Collected data entries:
PR #12833, opened 2021-05-07
{phys}[gompi/2020b,iimpi/2020b] libGridXC v0.9.6

micaeljtoliveira:


Micket (changes requested):
So compared to the old libGridXC version we have, this switches moduleclass to 'phys'. Is this more accurate than 'chem'? 

The previous version was also at iimpi level. If this library doesn't use BLAS/LAPACK at all, then i will be beneficial to move them to gompi and iiimpi respectively.

micaeljtoliveira:
Thanks for the quick review and sorry for the not so quick follow-up.

> So compared to the old libGridXC version we have, this switches moduleclass to 'phys'. Is this more accurate than 'chem'?

Honestly I didn't look at the old libGridXC easyconfig, as my original easyconfig actually predates it (just took a while to decide to create a PR for it), so I just choose the class that seemed more appropriate. In this case this is a bit subjective, as all the electronic structure packages like this one and others like libxc, can be used by both condensed matter physicists and  quantum chemists. For this package in particular, I think it will be mostly be used by physicists, so probably better to change the class. 

> The previous version was also at iimpi level. If this library doesn't use BLAS/LAPACK at all, then i will be beneficial to move them to gompi and iiimpi respectively.

Good point. Should be fixed now.

Issue #12830, opened 2021-05-06
Update ROOT configopts


rarensu:
The configopts for ROOT 6.14 and 6.20 are wildly out of date. It looks like they were copied from 6.10 without checking. I created an updated set that seems to work for 6.24 (that's what I've been working on) so probably some of what I did will apply to 6.14 and 6.20 as well. This stuff is confusing, OK? 

```
# NOTE: Ensure that each configopts string begins with a blank
# disable some components
configopts = " -Dbuiltin_llvm=OFF "
configopts += " -Dxrootd=OFF -Dmysql=OFF -Doracle=OFF -Dpgsql=OFF "

# make sure some components are enabled
configopts += " -Dpyroot=ON -Dunuran=ON -Dminuit2=ON -Droofit=ON "

# Add component-specific settings based on dependencies
configopts += ' -Dfftw3=ON -Dgsl_shared=ON -DOpenGL_GL_PREFERENCE=GLVND'
```

rarensu:
It turns out we still need the builtin LLVM; ROOT keeps patching their internal LLVM even though they promised not to.

Zafran-31205:
49062619

PR #12106, opened 2021-02-05
{astro,lib}[GCCcore/10.2.0] CFITSIO v3.49, HEALPix v3.70

jose-d:
Healpix 3.70 with patch solving this bug: https://sourceforge.net/p/healpix/bugs/113/ .

(created using `eb --new-pr`)

PR #12860, opened 2021-05-13
{data}[foss/2020b] update ROOT 6.24.00

rarensu:
Update ROOT and dep GL2PS to foss-2020b toolchain. Fix previous ROOT config opts which were incorrect.

Refers to issue #12830 

Depends on PR #12106 and PR ~~#12576~~

### DIFF
--- a/easybuild/easyconfigs/g/GL2PS/GL2PS-1.4.2-GCCcore-10.2.0.eb
+++ b/easybuild/easyconfigs/g/GL2PS/GL2PS-1.4.2-GCCcore-10.2.0.eb
@@ -1,0 +1,34 @@
+easyblock = 'CMakeMake'
+
+name = 'GL2PS'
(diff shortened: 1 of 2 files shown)


boegel:
@rarensu Sorry for the delay in picking up on this...

I think it's worth opening a separate PR for tweaking the configure options for the existing ROOT easyconfigs (which would close #12830), do you think that makes sense?

It would make sense to include a brief description in the PR body to clarify the changes, like why it's OK to drop `-Dpython=ON -Dpython3=ON -Dpcre=ON -Dzlib=ON`, etc.

rarensu:
I have overridden the head of this branch with a commit that does not contain the config opt fixes. Those fixes have been put on another branch which is now also a pull request.

Red3amer (commented):
``

boegel:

### Task statement
Each line in the records that carries "components" must be copied out.

### Answer for the task
# disable some components
# make sure some components are enabled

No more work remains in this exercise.